In Comparative Example 12 in which the filler (B-2) having a peak in the range of 0.9 to 3.0 μm was not used as the filler (B), the filling properties of the filler were low, and a resin composition could not be prepared.

Claims

1. A resin composition comprising: 100 parts by volume of a resin (A); and 230 to 640 parts by volume of a filler (B) having an average particle diameter of 5 μm to 60 μm,wherein the filler (B) comprises a filler (B-1) having a spherical shape with an average particle diameter of 0.1 μm or more and 0.7 μm or less and a filler (B-2) having a peak at least in a range of 0.9 μm to 3.0 μm in a particle size distribution measured by a laser diffraction method, anda proportion of the filler (B-1) is from 0.2 vol % to 5.0 vol % with respect to 100 vol % of the filler (B).

2. The resin composition according to claim 1, wherein the filler (B-2) further has a peak in a range of 5 μm to 150 μm in a particle size distribution measured by a laser diffraction method.

3. The resin composition according to claim 1, wherein D10 of the filler (B-2) is larger than D90 of the filler (B-1).

4. The resin composition according to claim 1, wherein the filler (B-1) comprises alumina, and the filler (B-2) comprises aluminum nitride.

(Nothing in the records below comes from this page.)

PR #6302, opened 2024-06-12
[Lexical][Meta] Add meta intern static docs config

Sahejkm:
## WHAT
- Add meta intern static docs config
- Fix broken JSX rendering in MD files caused due to preprocessor added for markdown validations

## WHY
- needed to sync and build intern static docs in meta for lexical


packages/lexical-website/docusaurus.config.js
```diff
@@ -225,15 +225,6 @@ const config = {
...
 
-  markdown: {
-    format: 'md',
-    preprocessor: ({fileContent}) =>
-      fileContent.replaceAll(
-        'https://stackblitz.com/github/facebook/lexical/tree/main/',
-        STACKBLITZ_PREFIX,
-      ),
-  },
-
```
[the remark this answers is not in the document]
etrepum: have you tried just removing the `format: 'md',`?

etrepum, line 236: it looks like this update to docusaurus-plugin-internaldocs-fb is switching from a markdown to mdx, so removing that configuration override should resolve the problem without throwing away the preprocessor which is useful for testing new examples in preview environments.

```js
  markdown: {
    preprocessor: ({fileContent}) =>
      fileContent.replaceAll(
        'https://stackblitz.com/github/facebook/lexical/tree/main/',
        STACKBLITZ_PREFIX,
      ),
  },
```

Sahejkm: this does the job indeed. Thanks @etrepum Bob!

packages/lexical-utils/src/index.ts
```diff
@@ -131,9 +131,9 @@ export function isMimeType(
  *  3. Order aware (respects the order when multiple Files are passed)
  *
  * const filesResult = await mediaFileReader(files, ['image/']);
- * filesResult.forEach(file => editor.dispatchCommand('INSERT_IMAGE', {
+ * filesResult.forEach(file => editor.dispatchCommand('INSERT_IMAGE', \\{
  *   src: file.result,
- * }));
+ * \\}));
```
potatowagon, line 136: what is \\ this for?

potatowagon (approved):

packages/lexical-utils/src/index.ts
Sahejkm: Fixing parsing error for mdx , it misunderstands it as code

etrepum: MDX is implicitly JSX anywhere that could possibly make sense (it's a weird hybrid of markdown and jsx), so wherever you have `{` or `<` outside of some other markdown context like backticks or a code block it starts parsing as a JSX child expression or a JSX tag.

potatowagon: i see

PR #6306, opened 2024-06-13
[lexical-link] Fix bug when can't remove link formatting from autolink

### LINKED ISSUE #5607: Bug: Can't remove link formatting from links added by AutoLinkPlugin
When link is typed manually and converted to link by AutoLink plugin
It is recognised as link but I cant remove link formatting when clicking on link format button

Lexical version: 0.13.1

## Steps To Reproduce

1. Type link "www.customlink.com"
2. Select link for editing with FloatingLinkToolbar
3. Click on link formatting button

https://github.com/facebook/lexical/assets/23315851/6b7e63e9-6993-4373-8693-c107058922f5

## The current behavior
Link formatting isn't removed

## The expected behavior
Link formatting is removed

MaxPlav:
This PR fixes a bug where a user cannot remove link formatting (unlink) from links created by AutoLinkNode. However, it works for links created by LinkNode. The proposal is to add a flag property in AutoLinkNode to indicate if the link was unlinked. If so, render the link as regular text, keeping styles. The hidden auto-link can become a link again via the Toolbar Link button.

Closes #5607

## Test plan
2. Input to the editor "www.facebook.com".
3. Check the auto-link is created.
4. Focus on the link.
5. Click the delete button on the popup.
6. The link should transform to the regular text "www.facebook.com".

### Before

https://github.com/facebook/lexical/assets/5062807/4687fd1e-b469-4546-9602-361023a9602c

### After

https://github.com/facebook/lexical/assets/5062807/37492852-bc42-4dc3-90a8-d77a3bb0fae3

### DIFF
--- a/packages/lexical-link/src/index.ts
+++ b/packages/lexical-link/src/index.ts
@@ -35,12 +35,18 @@ export type LinkAttributes = {
   title?: null | string;
 };
 
+export type AutoLinkAttributes = Partial<
+  Spread<LinkAttributes, {isUnlinked?: boolean}>
+>;
+
 export type SerializedLinkNode = Spread<
   {
     url: string;
   },
   Spread<LinkAttributes, SerializedElementNode>
 >;
+
+type LinkHTMLElementType = HTMLAnchorElement | HTMLSpanElement;
 
 const SUPPORTED_URL_PROTOCOLS = new Set([
   'http:',
@@ -82,7 +88,7 @@ export class LinkNode extends ElementNode {
     this.__title = title;
   }
 
-  createDOM(config: EditorConfig): HTMLAnchorElement {
+  createDOM(config: EditorConfig): LinkHTMLElementType {
     const element = document.createElement('a');
     element.href = this.sanitizeUrl(this.__url);
     if (this.__target !== null) {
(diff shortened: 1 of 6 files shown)


packages/lexical-playground/src/themes/PlaygroundEditorTheme.css
```diff
@@ -89,6 +89,11 @@
   text-decoration: underline;
   cursor: pointer;
 }
+.PlaygroundEditorTheme__hiddenLink {
```
StyleT, line 92: I think that instead of masking `<a>` tag as "regular" text - we shall simply render "hidden link" as `<span>`

packages/lexical-link/src/index.ts
```diff
@@ -309,25 +317,94 @@ export function $isLinkNode(
...
+  setIsUnlinked(value: boolean) {
+    const self = this.getWritable();
+    self.__isUnlinked = value;
+    return self;
+  }
+
+  createDOM(config: EditorConfig): HTMLAnchorElement {
+    if (this.__isUnlinked) {
+      // render a link that behaves like a span
+      const element = document.createElement('a');
```
StyleT, line 372: Simply use `span` here? Or no wrapper all together?

StyleT (commented):
LGTM overall! Can you also add some unit & E2E tests pls?

MaxPlav:
> LGTM overall! Can you also add some unit & E2E tests pls?

hi, sure I've added an e2e test and unit tests. Also now the unlinked AutoLink node is rendered as "span" element. For that I had to update several types of the `LinkNode` methods, as a return type of the overridden method must be a subtype of the return type in the superclass.

packages/lexical-playground/src/themes/PlaygroundEditorTheme.css
MaxPlav: removed that

StyleT (approved):
LGTM!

5. A method of producing a resin composition, comprising: a step of mixing a resin (A), a filler (B-1) having a spherical shape with an average particle diameter of 0.1 μm or more and 0.7 μm or less, and a filler (B-2) comprising a filler (b2-1) with an average particle diameter of 0.9 μm to 3.0 μm,wherein a total blending amount of the filler (B-1) and the filler (B-2) is 230 to 640 parts by volume with respect to 100 parts by volume of the resin (A),the filler (B-1) and the filler (B-2) as a whole have an average particle diameter of 5 μm to 60 μm, anda blending amount of the filler (B-1) is from 0.2 vol % to 5.0 vol % with respect to 100 vol % of a total of the filler (B-1) and the filler (B-2).